Конечно, огромную роль в расслаблениии режима сыграла первая проба перестройки на стыке 50-х и 60-х. Она породила растерянность в слабых умах целой армии надзиравших за коммунистическим благочестием. Только этим я объясняю, например, тот факт, что в конце хрущевского десятилетия можно было поступить в университет, не состоя в комсомоле (позже, в брежневские времена, такое стало, кажется, немыслимо).
Стали выходить поразительные книги. К примеру, сочинения гитлеровских генералов о Второй мировой войне – куда уж поразительней! А также вполне неожиданные переиздания, переводы и, главное, мемуары. Самой первой ласточкой стали уже упомянутые записки Льва Любимова «На чужбине». Многие вещи мне откуда-то уже были известны и раньше, но целое стало для меня, начитанного школьника, неслыханным откровением – воображаю, как это действовало на более посвященных! Любимов позволял дорисовать параллельный русский мир, не идущий ни в какое сравнение с окружающим советским убожеством. Твердое знание, что этот мир существует, было тогда для меня психологически спасительным – как для магометанина вера в рай с гуриями.
И разумеется, в этом параллельном мире должны были быть, не могли не быть, блистательные писатели. У Любимова рассказ о культуре эмиграции обрывался на начале Второй мировой, но безумно хотелось знать: что же сегодня, сегодня? Как я уже упоминал, Любимов, среди прочего, рассказывал о писателе Сирине (то есть о Набокове) и его романе «Защита Лужина» и даже приводил длинную цитату, но я как-то не выделил его тогда в той горе имен и сведений, что обрушилась на мою бедную голову.

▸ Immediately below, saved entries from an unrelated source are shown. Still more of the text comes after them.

PR #969, opened 2026-09-19
fix(block): state-driven connections for stairs, panes and fences in 1.26.50

lt-name:


tachibana-kanade-angel:
## 🤖 AI Review

### Summary
This PR migrates stairs, fences, panes/bars and tripwire to the state-driven connection/corner model introduced in 1.26.50 (protocol 2193), where the client no longer derives shapes from neighbours. Connection/corner bits are encoded into the upper meta bits (0x10-0x80 for connections, bits 3-5 for stair corners), maintained on place/onUpdate, backfilled by new LevelDB block-state updaters (1.26.30/1.26.50), and a chunk-load migration path recomputes the bits for legacy worlds (gated on horizontal neighbours being loaded, retried from the mount tail and as a send-path fallback). Older-protocol palettes and pre-419 lookup tables get a masked-meta fallback so the new bits degrade to the base meta instead of collapsing to data=0 or bleeding into the id bits. `FEATURE_VERSION` / `STATE_PATCH_VERSION` are bumped to 1.26.50. The new tests (`BlockPaletteLegacyMetaFallbackTest`, `BlockStateMetaAlignmentTest`, `LevelDBConstantsTest`, `LegacyConnectionFixFlagTest`) all pass locally: 26 tests, 0 failures, BUILD SUCCESS.

### Issues Found
#### Blocking Issues
- None.

#### Non-blocking Issues
- `BlockPalette.getMaskedMeta` / `GlobalBlockPalette.maskedLegacyLookup` apply to all blocks, not just connection-driven ones: any block whose full meta misses will now degrade to `meta & 0x0F` / `meta & 0x07` before the meta-0 fallback. This changes the previous "fall straight to data=0" behaviour for unrelated blocks with out-of-range meta. The direction (preserving base meta) is reasonable, but it is a broader semantic change than the PR title suggests — worth keeping in mind if plugins rely on the old fallback.
- The first lookup inside `maskedLegacyLookup` re-queries the exact same key the caller just missed on (the meta is already masked to the field width by the caller). Harmless, but redundant.
- The stair corner algorithm (`computeCorner`, translated from JE `StairBlock.getStairsShape`) is only covered by palette-mapping tests, not by in-world neighbour scenarios. If a left/right rotation is flipped it would mirror all corner stairs for 2193+ clients — a quick in-game spot check of inner/outer corners (both half types) is recommended before release.
- New wildcard imports (`it.unimi.dsi.fastutil.ints.*` in `Level.java`, `org.cloudburstmc.nbt.*` in `StateBlockStorage.java`) — minor style point.

### Recommendations
- Spot-check stair corners and pane/fence connections in-game with a 1.26.50 client, including across chunk borders and in a world saved before this change (verifies the migration flag path).
- Consider scoping the masked-meta fallback to the known connection-driven block ids if the broader fallback change turns out to affect other blocks.

### Notes
- Meta-bit layouts checked for collisions: tripwire uses bits 0/2/3, stained pane colour is read via `DyeColor.getByWoolData` (masks `& 0x0F`), fence wood type masks `& 0x07` — the new upper bits do not collide with existing uses.
- Copper stairs/bars variants correctly forward non-random updates to the parent so corner/connection bits stay maintained while oxidation keeps the random tick path.
- `toItem()` masks off connection bits, so picked/dropped items keep clean damage values.

@lt-name ready to merge

---
🤖 AI Review

tachibana-kanade-angel (approved):

PR #970, opened 2026-09-19
feat(nethernet): relay WebRTC media through the RakNet port

lt-name:
Setting server-udp-ports=19132:19134 (a single-port mapping whose external port is server-port) now shares RakNet's UDP port with NetherNet instead of expecting an external NAT: libjuice binds its ICE mux to loopback:19134 and NetherNetMediaRelay demultiplexes STUN/DTLS off the RakNet listener (RFC 7983 first byte plus the STUN magic cookie), forwards each client over its own loopback leg and writes replies back through the RakNet socket, so only 19132/udp and 19132/tcp need to be reachable.

- legs open only for a STUN Binding Request carrying the local ufrag of a pending answer, with total/per-address caps and a 60s idle sweep
- answers advertise the server's reachable addresses on the listener ports (server-ip when bound, else enumerated interfaces); offers lose their candidates since the loopback-bound socket cannot reach them
- /status gains a relay line, windows covering server-port and a missing RakNet listener abort startup with localized messages
- NetherNetDelegatingSignaling dedupes the signaling decorators

The default stays 19134; docs describe the new mapping.


tachibana-kanade-angel:
## 🤖 AI Review

### Summary
Shares the NetherNet (WebRTC) media path with RakNet's UDP port: when `server-udp-ports` equals a RakNet listener port (new default `19132` = server-port) or maps a single port onto one, a new in-process `NetherNetMediaRelay` demultiplexes STUN/DTLS off the RakNet listener (RFC 7983 first byte + STUN magic cookie) and forwards each client over a loopback leg to libjuice's ICE mux port. SDP answers are rewritten to advertise the server's reachable addresses on the listener ports, offers lose their unreachable candidates, and the internal loopback port is reserved until the first offer. Docs, config comments and lang files updated in 6 languages; `/status` gains a relay line.

Change is well-scoped and thoroughly tested: 59 tests across 5 test classes pass (`mvn -o test` on the PR head), including real-loopback round-trip, ufrag gating, idle sweep, reservation lifecycle and shutdown detach. ClamAV scan clean; no new dependencies, no binary/archive files.

Codex was unavailable (API key disabled); manual review performed.

### Issues Found
#### Blocking Issues
- None.

#### Non-blocking Issues
- `NetherNetInterface` constructor: if the signaling builder or another step throws *between* relay creation and the bootstrap bind, the relay and its reservation socket leak (only the bind-failure path calls `relay.shutdown()`). Very low probability; a try/catch around the remaining construction would close it.
- `NetherNetSharedPortSdp.rewriteAnswer` rewrites the `m=application` port only when an IPv4 external port exists; an IPv6-only deployment keeps the internal port on the `m=` line. Nominal in practice (candidates rule the media path), but worth noting.
- `NetherNetMediaRelay.classify`: a RakNet datagram ≥20 bytes with first byte ≤3 and bytes 4–7 equal to the STUN magic cookie (~1/2³² per packet) would be misrouted. Harmless — it is dropped without a matching ufrag — and already called out in the code comments.
- `Leg.pending` buffers datagrams until the loopback connect completes with no explicit cap; the window is sub-millisecond on loopback, so this is theoretical.

### Recommendations
- Consider wrapping the relay creation → bind section of the `NetherNetInterface` constructor in try/catch to release the relay on any failure, not just bind failure.
- The `server-udp-ports` default change (19134 → 19132) is a behavioral change for fresh installs only; existing `server.properties` keep their persisted value, so no migration concern. Good that README/config comments were updated in sync.

### Notes
- Leg opening is gated on the ICE ufrag of a pending answer, with total/per-address caps, a 60s idle sweep and the address blocklist hook — the amplification/forgery surface is small.
- Existing deployments that pinned `server-udp-ports=19134` explicitly keep the standalone-port behavior; window mappings that would cover a listener port now abort startup with a clear localized error instead of silently misconfiguring.
- Title already follows Conventional Commits (`feat(nethernet): ...`); no normalization needed.

@lt-name ready to merge

---
🤖 AI Review

tachibana-kanade-angel (approved):

PR #971, opened 2026-09-19
fix(level): compare the sleeping share as a percentage

w1zardz:
`Level.checkSleep` compares the share of sleeping players against the
`playersSleepingPercentage` game rule, but computes that share in integer
arithmetic:

```java
if (playerCount > 0 && sleepingPlayerCount / playerCount * 100 >= this.gameRules.getInteger(GameRule.PLAYERS_SLEEPING_PERCENTAGE)) {
```

`sleepingPlayerCount / playerCount` is an int division, so it is `0` for every
case except "everybody in the level sleeps", where it is exactly `1`. Effects:

* the game rule does nothing at all — 1 and 99 both behave like 100, because
  the left side can only ever be `0` or `100`;
* a value above 100 makes the night unskippable even with the whole level
  asleep;
* a server that lowers the rule to let one player skip the night silently gets
  vanilla 100 % behaviour and no way to notice why.

Multiplying before dividing gives the real percentage. With the default 100 the
behaviour is unchanged (`sleeping * 100 / players >= 100` is still "all of
them"), so this only starts to matter once a server sets the rule.


tachibana-kanade-angel:
## 🤖 AI Review

### Summary
Single-line fix in `Level.checkSleep()`: the sleeping-player share was computed as `sleepingPlayerCount / playerCount * 100` (int division), which can only ever yield `0` or `100`, making the `playersSleepingPercentage` game rule useless for any value other than 100. Reordering to `sleepingPlayerCount * 100 / playerCount` computes the real percentage. No blocking issues found. The changes look reasonable overall.

(Note: automated Codex review was unavailable due to API key issues; this review was performed manually. ClamAV scan of the diff: clean.)

### Issues Found
#### Blocking Issues
- None

#### Non-blocking Issues
- None

### Recommendations
- None — the fix matches vanilla semantics and keeps behaviour identical at the default rule value of 100.

### Notes
- Overflow is not a concern: `sleepingPlayerCount <= playerCount`, and `playerCount * 100` cannot approach `Integer.MAX_VALUE` under any realistic player count.
- Verified against surrounding code: both counters are `int`, so the reordering is the minimal correct fix.

@lt-name ready to merge

---
🤖 AI Review

tachibana-kanade-angel (approved):

tachibana-kanade-angel:
This PR has been superseded by #980, which contains the same changes (the sleeping-share percentage comparison) along with additional fixes, rebased onto the current master.

Closing this PR to avoid double-applying these changes. If any part of this PR is not covered by #980, feel free to reopen or comment and we will split it out.

PR #230, opened 2026-08-07
Prevent widget action when dragging in quick screens. 

adedamola-sode:
added overlay on widgets when dragging in quick screen to prevent widget action.


abigailalexander (approved):
Tested and this works, thanks for the change!

PR #231, opened 2026-08-13
Added script to generate version file from package.json

adedamola-sode:
I tried other methods of versioning and exporting that for Daedalus to use. This method requires having a prerollup script that does the creating of a versioning file, whose variables are then exported.

### DIFF
--- a/.github/workflows/npm-publish-package.yml
+++ b/.github/workflows/npm-publish-package.yml
@@ -34,6 +34,6 @@ jobs:
           node-version: 24
           registry-url: https://registry.npmjs.org
       - run: npm ci
-      - run: npm run rollup
       - run: npm run generate-version
+      - run: npm run rollup
       - run: npm publish --access public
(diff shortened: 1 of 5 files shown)


abigailalexander (approved):
This looks good to me and works locally, thanks! I tested with the Daedalus branch One thing to check: the CI which builds and releases to npm doesn't include the `npm run all-checks` step, so I suspect the released version might not include the version.ts file like we expect. Could you add a step to run `npm run generate-version` in the npm publish CI?

.github/workflows/npm-publish-package.yml
```diff
@@ -35,4 +35,5 @@ jobs:
           registry-url: https://registry.npmjs.org
       - run: npm ci
       - run: npm run rollup
+      - run: npm run generate-version
```
abigailalexander, line 37: I think `generate-version` needs to run before the rollup command, otherwise it won't be included. I also get an error locally trying to run `rollup` before `generate-version`:
```
> @diamondlightsource/cs-web-lib@0.10.23 rollup
> rollup -c


src/index.ts → dist, dist...
[!] RollupError: Could not resolve "./version" from "src/index.ts"
```

abigailalexander (approved):

PR #232, opened 2026-08-21
Add delete widget support

abigailalexander:
This adds the ability to delete widgets from a responsive display if the mode is set to `editable`. On hover over a widget in editable mode, a delete button appears which removes the widget by id.


abigailalexander:
Can be tested with add-deleting-widget-quick-screens branch on Daedalus

adedamola-sode (approved):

Чтобы быть уж совсем точным: я мечтал («мечтал» – самое верное слово), чтобы где-то на Западе жил в эти самые дни еще не слишком старый русский писатель не просто мирового уровня, но превзошедший любой мировой уровень. Да, его книги выходят малыми тиражами – круг их читателей ограничен русской диаспорой; да, его почти не знают в мире – он труднопереводим; но все это совершенно не важно, важны лишь его книги, которые вернутся когда-нибудь в возрожденную Россию. Я даже представлял, как они выглядят – на снимке, украшавшем в «Огоньке» статью о происках антисоветчиков из НТС, красовались журналы и книги, тайно провезенные в СССР, забыл, то ли наймитами, то ли выродками, то ли подонками. Политический уклон книг (правда, они были так уложены, чтобы названия были видны не полностью – ведь даже названия содержали страшный идеологический яд) не мешал понять вкусы тамиздатского дизайна: при любой толщине книги решительно преобладали мягкие белые обложки, рисунок на них отсутствовал, титул был выведен крупными антисоветскими буквами.

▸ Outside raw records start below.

PR #603, opened 2024-05-06
Doc: TaperedPL Details

ax3l:
Add more details to the documentation.

Follow-up to #562

### DIFF
--- a/docs/source/usage/python.rst
+++ b/docs/source/usage/python.rst
@@ -918,7 +918,13 @@ This module provides elements for the accelerator lattice.
 
 .. py:class:: impactx.elements.TaperedPL(k, taper, units, dx=0, dy=0, rotation=0)
 
-   A thin nonlinear plasma lens with transverse taper.
+   A thin nonlinear plasma lens with transverse (horizontal) taper
+
+   .. math::
+
+      B_x = g \left( y + \frac{xy}{D_x} \right), \quad \quad B_y = -g \left(x + \frac{x^2 + y^2}{2 D_x} \right)
+
+   where :math:`g` is the (linear) field gradient in T/m and :math:`D_x` is the targeted horizontal dispersion in m.
 
    :param k:  integrated focusing strength in m^(-1) (if units = 0)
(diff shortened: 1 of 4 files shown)


docs/source/usage/python.rst
```diff
@@ -918,7 +918,13 @@ This module provides elements for the accelerator lattice.
...
 .. py:class:: impactx.elements.TaperedPL(k, taper, units, dx=0, dy=0, rotation=0)
 
-   A thin nonlinear plasma lens with transverse taper.
+   A thin nonlinear plasma lens with transverse (horizontal) taper
+
+   .. math::
+
+      B_x = g \left( y + \frac{xy}{D_x} \right), \quad \quad B_y = -g \left(x + \frac{x^2 + y^2}{2 D_x} \right)
+
+   where :math:`g` is the (linear) field gradient in T/m and :math:`D_x` is the targeted horizontal dispersion in m.
```
RemiLehe, line 927: It would be nice to connect the above parameters (`g`, `D_x`), with the ones that are actually used by the user (`k`, `taper`)

cemitch99: Done.

cemitch99 (commented):
This looks good.  I made more explicit the connection between the field parameters and the user parameters by adding symbols "g" and "Dx" in the user parameter definitions (Remi's comment).

I think we need to make the same changes in "parameters.rst".

ax3l:
Thanks!

Ooops, oh no I overwrite you k description
Can you push the same changeagain? I am so sorry, I was playing with an issue in the cross-reference and did not look carefully before doing a git force push.

docs/source/usage/python.rst
ax3l: Ooops, oh no I overwrote your k description
Can you push the same change again? I am so sorry, I was playing with an issue in the cross-reference and did not look carefully before doing a git force push.

ax3l: Added again :)

cemitch99 (approved):
This looks good to me.

Issue #610, opened 2024-05-14
PyTest Tests: Ensure Individually Runable


ax3l:
Ensure sensible tests inside `tests/python/` are also runnable from the command line with and without MPI support.

For instance, the logic inside `tests/python/test_charge_deposition.py` needs an update for the logic of external file loading (inputs) from AMReX. Could be simplified to avoid this or restructured.

Seen by @cemitch99 and @xbojanic

PR #611, opened 2024-05-14
Fix Sole Run of `test_charge_deposition.py`

ax3l:
Ensure this test can still be run like a script, not only with PyTest. Execute:
```console
python tests/python/test_charge_deposition.py
```

Related to #610


cemitch99 (approved):
Tried it, and this worked for me also.

PR #612, opened 2024-05-14
Python: Deposit Charge

ax3l:
Add a Python function `sim.deposit_charge()` that deposits the current particle beam into x,y,z `rho`, independent of space charge logic and not applying any kicks to the beam.

Useful for debugging and experimenting with new algorithms.


cemitch99 (commented):
Thanks for this.

PR #616, opened 2024-05-17
Fix Py Extensions & Install `.pyi` Files

ax3l:
- The python runtime extension files did shadow the actual pybind classes we declare for `ImpactXParIter` and a few others, because the module name was the same.
- `.pyi` stub files were not yet installed.
- add a test


RTSandberg (commented):
This fixes my issue with the ``ImpactXParIter`` name collision and so turning into a module rather than the class I was expecting

PR #619, opened 2024-05-21
set num threads to avoid hanging

RTSandberg:
As documented in PyAMReX [issue 322](https://github.com/AMReX-Codes/pyamrex/issues/322), the multithreaded PyTorch defaults interfere with MPI-enabled AMReX and these sometimes result in programs that hang.  This PR updates the 15-LPA-stage surrogate model example to avoid this hanging.

### DIFF
--- a/examples/pytorch_surrogate_model/run_ml_surrogate_15_stage.py
+++ b/examples/pytorch_surrogate_model/run_ml_surrogate_15_stage.py
@@ -94,10 +94,18 @@ def download_and_unzip(url, data_dir):
 data_url = "https://zenodo.org/records/10810754/files/models.zip?download=1"
 download_and_unzip(data_url, "models.zip")
 
+# it was found that the PyTorch multithreaded defaults interfere with MPI-enabled AMReX
+# when initializing the models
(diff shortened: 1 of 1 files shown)


examples/pytorch_surrogate_model/run_ml_surrogate_15_stage.py
```diff
@@ -94,10 +94,18 @@ def download_and_unzip(url, data_dir):
 data_url = "https://zenodo.org/records/10810754/files/models.zip?download=1"
 download_and_unzip(data_url, "models.zip")
 
+# it was found that the PyTorch multithreaded defaults interfere with MPI-enabled AMReX
+# when initializing the models
+# so we manually set the number of threads
```
ax3l:
```suggestion
# It was found that the PyTorch multithreaded defaults interfere with MPI-enabled AMReX
# when initializing the models: https://github.com/AMReX-Codes/pyamrex/issues/322
# So we manually set the number of threads to serial (1).
```

ax3l (approved):
Thank you! :tada:

PR #630, opened 2024-06-04
Correct the sign of `p_t` in the documentation

RemiLehe:
After discussions with @cemitch99, it seems that the sign of `p_t` in the documentation was incorrect.


cemitch99 (approved):
Looks good, thanks.

cemitch99 (commented):
Looks good.  Remi and I discussed already.

PR #631, opened 2024-06-05
Escape code in BeamMonitor when openPMD is off

n01r:
This fixes an issue where the code could not be compiled with the following combination of build options.
```
cmake -S . -B build -DImpactX_MPI=OFF -DImpactX_PYTHON=ON -DImpactX_COMPUTE=NOACC -DImpactX_OPENPMD=OFF
```

This was first encountered by @proy30. Thanks for finding this!


proy30 (approved):

ax3l (approved):
Thank you! :)

PR #635, opened 2024-06-13
Doc: Corrected typo in the section of RFCavity

tanweihou:
Corrected the typo, it should be `sin_coefficients` instead of `cos_coefficients`.


ax3l (approved):
Thanks a lot, good catch! :)

cemitch99 (commented):
Great.  Thanks for catching the typo.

Понятно, не одного меня одолевали подобные эстетические грезы. Россия – литературно-ориентированная страна, так что немало лиц, уверен, были внутренне готовы к появлению в «Иностранной литературе» осенью 1961 заметки, хладнокровно сообщившей, что режиссер Стэнли Кубрик снимает в Голливуде фильм о роковой любви взрослого мужчины к девочке, по «скандально нашумевшему» роману «Лолита» Владимира Набокова, «натурализованного русского аристократа». Дабы вконец добить читателя, заметка завершалась сообщением, что юная исполнительница заглавной роли не знает, о чем фильм, и не увидит его до совершеннолетия.
Еще года через два «За рубежом» порадовал нас небольшой статьей «Евгений Онегин в США», где говорилось о выходе в Америке четырехтомного издания, содержащего перевод пушкинского романа и исполинский к нему комментарий, причем все это выполнил американский писатель, поэт и ученый Владимир Набоков. «Лолита» в заметке не упоминалась.